Listed family businesses are more successful
20 July 2022, Munich. Publicly traded family businesses in Europe do business with a longer-term perspective and more successfully than companies that are not family businesses – and the greater the influence of the founding family, the better their performance. This is the conclusion reached by the study “Listed family firms in Europe” commissioned by the Foundation for Family Businesses and authored by an international research team directed by Dr Marc Steffen Rapp, Professor of Economics at the Marburg Centre for Institutional Economics of the Philipps-Universität Marburg.
Higher job growth
Listed family businesses recorded higher employment growth in the period under review. They also charted comparatively higher value creation per capita and were more profitable than firms that are not family businesses, as measured by the key indicators “return on assets” and “return on equity”. From the perspective of the capital market, it is also interesting that when it comes to total return (capital gains plus dividend yield), family businesses do considerably better at an average 7.0 per cent than non-family businesses with 5.6 per cent.
“Family companies focus on a long-term, solid approach when doing business. They think in generations, not quarters. This makes them a counter-model to large corporations with widely spread shareholdings, which are frequently concerned most of all with meeting investors’ short-term expectations”, notes Professor Rainer Kirchdörfer, Executive Board member of the Foundation for Family Businesses.
Entrepreneurial spirit drives business success
Dr Simone Bagel-Trah, Chairwoman of the Supervisory Board and the Shareholders' Committee of Henkel, explains the comparatively good performance of listed family firms this way: “A significant driver in economic success is entrepreneurial spirit, which is often deeply rooted in family companies in particular.
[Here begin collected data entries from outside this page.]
PR #3242, opened 2023-06-17
Rework how auto push_constant upgrading works a bit.

mbechard:
Ensure we traverse the entire tree and upgrade all references to the given symbol so it can be upgraded to push_constant. Without this change only one instance was upgraded, and others were left as uniform buffers.

### DIFF
--- a/glslang/MachineIndependent/iomapper.cpp
+++ b/glslang/MachineIndependent/iomapper.cpp
@@ -145,6 +145,8 @@ public:
             base->getWritableType().getQualifier().layoutComponent = at->second.newComponent;
         if (at->second.newIndex != -1)
             base->getWritableType().getQualifier().layoutIndex = at->second.newIndex;
+        if (at->second.upgradedToPushConstant)
+            base->getWritableType().getQualifier().layoutPushConstant = true;
     }
 
   private:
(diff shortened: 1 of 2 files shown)


mbechard:
Sorry to bump this, looking to upgrade my GLSLang version and would like to use the main branch.
Thanks

glslang/MachineIndependent/iomapper.cpp
```diff
@@ -1670,31 +1672,34 @@ bool TGlslIoMapper::doMap(TIoMapResolver* resolver, TInfoSink& infoSink) {
...
             if (upgraded) {
-                while (1) {
-                    auto at = std::find_if(uniformVector.begin(), uniformVector.end(),
-                                           [this](const TVarLivePair& p) { return p.first == autoPushConstantBlockName; });
-                    if (at != uniformVector.end())
-                        uniformVector.erase(at);
-                    else
-                        break;
-                }
+                auto at = std::for_each(uniformVector.begin(), uniformVector.end(),
```
ncesario-lunarg, line 1679: Is `at` still used?

ncesario-lunarg (commented):
Are there tests that could be added to verify the new behavior?

glslang/MachineIndependent/iomapper.cpp
mbechard: Thanks, removed

mbechard:
I don't really have a great testcase... this showed up in a pretty complex shader. To make the error case happen the AST needs to have multiple node that reference the same symbol, which isn't easy to make happen on-demand. You will notice that this workflow better matches all of the other code that's doing similar work in this function though

arcady-lunarg (approved):
LGTM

In this context, listed family companies can bring together the best of two worlds – increased transparency and comparability with competitors combined with a long-term perspective and a corporate culture characterised by family values. As an anchor shareholder, a family has a special interest in the company being successful over the long term and staying competitive.”
At 32 per cent of all companies worldwide, listed family businesses make up a substantial part of the capital market. They even amount to more than 40 per cent of companies in France, Germany, Greece, Italy and Portugal. By contrast, Finland, Ireland, the Netherlands and Great Britain have comparatively few family firms among their publicly traded companies.
A key factor on the capital markets
Among family firms, those companies rate especially positively whose family founders continue to exert a crucial influence on the business. They make up more than 60 per cent of listed family firms, and 20 per cent of all the listed companies in the countries examined. These founding family businesses grow faster in terms of turnover and employment. They are also more profitable than other companies. On average, they generate an annual total return of 7.6 per cent – compared to 6.3 per cent for family businesses without a connection to a founder.
For the study, the researchers looked at listed firms in the real economy from 17 European countries (15 EU members plus Norway and Switzerland) during the period 2007 to 2020. Their sample comprised a total of 6,702 companies and included 53,484 individual yearly results. It is thus the largest study of its kind.